------ Material to process

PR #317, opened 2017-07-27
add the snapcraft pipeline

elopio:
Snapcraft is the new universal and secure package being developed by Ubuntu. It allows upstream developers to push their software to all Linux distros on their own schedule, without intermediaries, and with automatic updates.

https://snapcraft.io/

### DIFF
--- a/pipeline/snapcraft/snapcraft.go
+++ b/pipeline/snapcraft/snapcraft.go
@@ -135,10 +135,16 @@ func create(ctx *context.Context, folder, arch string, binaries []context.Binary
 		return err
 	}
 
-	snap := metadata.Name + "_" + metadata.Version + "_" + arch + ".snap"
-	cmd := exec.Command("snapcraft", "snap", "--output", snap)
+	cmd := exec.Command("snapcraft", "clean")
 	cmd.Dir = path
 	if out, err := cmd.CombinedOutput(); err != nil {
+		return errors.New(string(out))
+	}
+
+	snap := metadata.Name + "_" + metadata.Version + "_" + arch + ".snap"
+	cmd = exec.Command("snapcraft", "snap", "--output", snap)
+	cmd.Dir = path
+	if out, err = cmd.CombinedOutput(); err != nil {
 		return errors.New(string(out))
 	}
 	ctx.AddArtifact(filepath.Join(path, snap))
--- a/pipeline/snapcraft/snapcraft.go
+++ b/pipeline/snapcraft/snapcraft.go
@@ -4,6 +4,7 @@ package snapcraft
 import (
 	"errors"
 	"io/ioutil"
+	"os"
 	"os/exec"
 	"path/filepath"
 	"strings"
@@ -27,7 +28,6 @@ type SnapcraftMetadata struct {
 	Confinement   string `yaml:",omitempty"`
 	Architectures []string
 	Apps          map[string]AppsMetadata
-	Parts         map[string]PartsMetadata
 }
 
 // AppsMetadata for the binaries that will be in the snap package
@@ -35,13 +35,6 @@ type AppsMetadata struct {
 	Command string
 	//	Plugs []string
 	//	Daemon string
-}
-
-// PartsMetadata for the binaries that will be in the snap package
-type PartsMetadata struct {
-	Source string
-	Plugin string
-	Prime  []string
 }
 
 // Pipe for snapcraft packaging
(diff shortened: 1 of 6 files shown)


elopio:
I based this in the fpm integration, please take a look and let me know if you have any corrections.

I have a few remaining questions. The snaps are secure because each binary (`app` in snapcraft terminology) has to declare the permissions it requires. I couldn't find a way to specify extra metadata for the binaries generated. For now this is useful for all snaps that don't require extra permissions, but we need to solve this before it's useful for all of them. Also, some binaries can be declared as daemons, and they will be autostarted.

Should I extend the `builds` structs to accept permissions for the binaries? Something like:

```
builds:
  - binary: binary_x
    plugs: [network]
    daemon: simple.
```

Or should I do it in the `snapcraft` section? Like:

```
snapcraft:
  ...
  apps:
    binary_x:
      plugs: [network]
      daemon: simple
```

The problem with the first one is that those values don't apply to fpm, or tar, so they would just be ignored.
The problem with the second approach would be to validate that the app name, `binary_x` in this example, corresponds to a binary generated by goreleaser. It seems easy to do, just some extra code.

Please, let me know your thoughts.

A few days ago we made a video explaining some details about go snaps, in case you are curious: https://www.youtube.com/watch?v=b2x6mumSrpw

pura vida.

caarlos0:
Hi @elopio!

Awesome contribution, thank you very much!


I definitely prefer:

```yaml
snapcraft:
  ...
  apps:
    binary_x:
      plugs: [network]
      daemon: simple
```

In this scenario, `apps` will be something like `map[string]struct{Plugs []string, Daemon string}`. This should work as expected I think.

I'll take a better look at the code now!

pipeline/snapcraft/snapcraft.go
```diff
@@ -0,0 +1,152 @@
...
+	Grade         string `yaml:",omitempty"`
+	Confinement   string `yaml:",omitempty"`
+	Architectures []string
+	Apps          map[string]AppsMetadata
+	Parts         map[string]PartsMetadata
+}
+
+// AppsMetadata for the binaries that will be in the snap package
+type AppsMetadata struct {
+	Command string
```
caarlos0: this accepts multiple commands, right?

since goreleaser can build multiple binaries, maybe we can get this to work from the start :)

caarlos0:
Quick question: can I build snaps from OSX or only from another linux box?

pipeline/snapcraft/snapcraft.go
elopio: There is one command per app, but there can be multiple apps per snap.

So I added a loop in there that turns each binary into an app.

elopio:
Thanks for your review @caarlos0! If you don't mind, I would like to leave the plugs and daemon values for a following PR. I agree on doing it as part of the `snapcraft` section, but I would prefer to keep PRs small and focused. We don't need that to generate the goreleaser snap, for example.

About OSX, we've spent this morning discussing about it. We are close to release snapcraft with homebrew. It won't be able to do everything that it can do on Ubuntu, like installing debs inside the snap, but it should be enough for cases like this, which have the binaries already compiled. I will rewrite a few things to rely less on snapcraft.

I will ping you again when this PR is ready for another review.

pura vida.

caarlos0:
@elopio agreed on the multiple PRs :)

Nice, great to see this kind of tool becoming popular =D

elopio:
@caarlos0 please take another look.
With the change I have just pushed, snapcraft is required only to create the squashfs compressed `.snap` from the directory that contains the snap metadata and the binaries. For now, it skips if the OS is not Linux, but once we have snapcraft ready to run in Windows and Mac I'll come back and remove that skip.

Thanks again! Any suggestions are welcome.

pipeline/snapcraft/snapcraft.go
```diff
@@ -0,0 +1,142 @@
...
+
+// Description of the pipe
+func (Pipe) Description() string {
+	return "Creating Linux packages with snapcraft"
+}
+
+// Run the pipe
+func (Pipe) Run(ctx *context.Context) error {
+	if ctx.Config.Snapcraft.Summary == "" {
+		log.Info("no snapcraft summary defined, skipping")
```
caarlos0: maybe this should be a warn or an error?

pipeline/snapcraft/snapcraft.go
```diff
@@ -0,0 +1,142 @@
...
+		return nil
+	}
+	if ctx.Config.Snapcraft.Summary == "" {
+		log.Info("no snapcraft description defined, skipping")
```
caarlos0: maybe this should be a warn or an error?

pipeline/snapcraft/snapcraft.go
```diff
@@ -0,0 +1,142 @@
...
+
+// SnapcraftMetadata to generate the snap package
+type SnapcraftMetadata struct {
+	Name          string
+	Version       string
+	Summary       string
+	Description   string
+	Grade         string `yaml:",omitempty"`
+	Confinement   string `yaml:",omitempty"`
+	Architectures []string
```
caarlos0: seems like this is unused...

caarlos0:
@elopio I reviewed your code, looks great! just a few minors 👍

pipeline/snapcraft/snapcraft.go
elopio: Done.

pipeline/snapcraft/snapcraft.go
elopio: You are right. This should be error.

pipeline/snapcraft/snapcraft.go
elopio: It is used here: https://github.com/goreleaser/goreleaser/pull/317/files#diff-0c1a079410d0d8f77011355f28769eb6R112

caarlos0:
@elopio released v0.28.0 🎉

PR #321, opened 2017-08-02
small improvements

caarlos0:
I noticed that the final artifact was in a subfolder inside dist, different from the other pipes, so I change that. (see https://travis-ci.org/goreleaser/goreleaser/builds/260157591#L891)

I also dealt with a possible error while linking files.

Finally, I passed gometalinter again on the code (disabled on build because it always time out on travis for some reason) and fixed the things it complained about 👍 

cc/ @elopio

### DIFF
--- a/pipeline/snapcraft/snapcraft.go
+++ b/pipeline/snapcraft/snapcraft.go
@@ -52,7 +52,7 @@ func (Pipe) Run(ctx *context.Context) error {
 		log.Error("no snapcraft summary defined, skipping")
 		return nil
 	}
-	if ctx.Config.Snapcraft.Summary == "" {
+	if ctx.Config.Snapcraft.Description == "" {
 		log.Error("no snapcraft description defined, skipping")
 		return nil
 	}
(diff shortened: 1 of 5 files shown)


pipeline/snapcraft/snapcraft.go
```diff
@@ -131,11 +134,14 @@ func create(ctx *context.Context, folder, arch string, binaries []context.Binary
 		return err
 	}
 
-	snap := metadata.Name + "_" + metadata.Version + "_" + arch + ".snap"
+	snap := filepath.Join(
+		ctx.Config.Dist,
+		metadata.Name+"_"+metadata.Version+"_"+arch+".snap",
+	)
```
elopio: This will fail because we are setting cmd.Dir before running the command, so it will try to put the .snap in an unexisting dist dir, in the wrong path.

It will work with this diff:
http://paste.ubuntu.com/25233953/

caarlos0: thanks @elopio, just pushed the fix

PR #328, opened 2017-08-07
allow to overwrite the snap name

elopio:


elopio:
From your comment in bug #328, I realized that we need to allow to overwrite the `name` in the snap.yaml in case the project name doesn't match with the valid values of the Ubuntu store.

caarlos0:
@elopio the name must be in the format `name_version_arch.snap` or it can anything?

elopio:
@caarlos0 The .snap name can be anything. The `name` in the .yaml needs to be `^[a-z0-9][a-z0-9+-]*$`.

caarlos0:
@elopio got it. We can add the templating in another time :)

------------

■ Work order ■
Return the lines from the one containing "From your comment" through the last line of the records. Include both ends and nothing else.

■ Answer space ■
From your comment in bug #328, I realized that we need to allow to overwrite the `name` in the snap.yaml in case the project name doesn't match with the valid values of the Ubuntu store.

caarlos0:
@elopio the name must be in the format `name_version_arch.snap` or it can anything?

elopio:
@caarlos0 The .snap name can be anything. The `name` in the .yaml needs to be `^[a-z0-9][a-z0-9+-]*$`.

caarlos0:
@elopio got it. We can add the templating in another time :)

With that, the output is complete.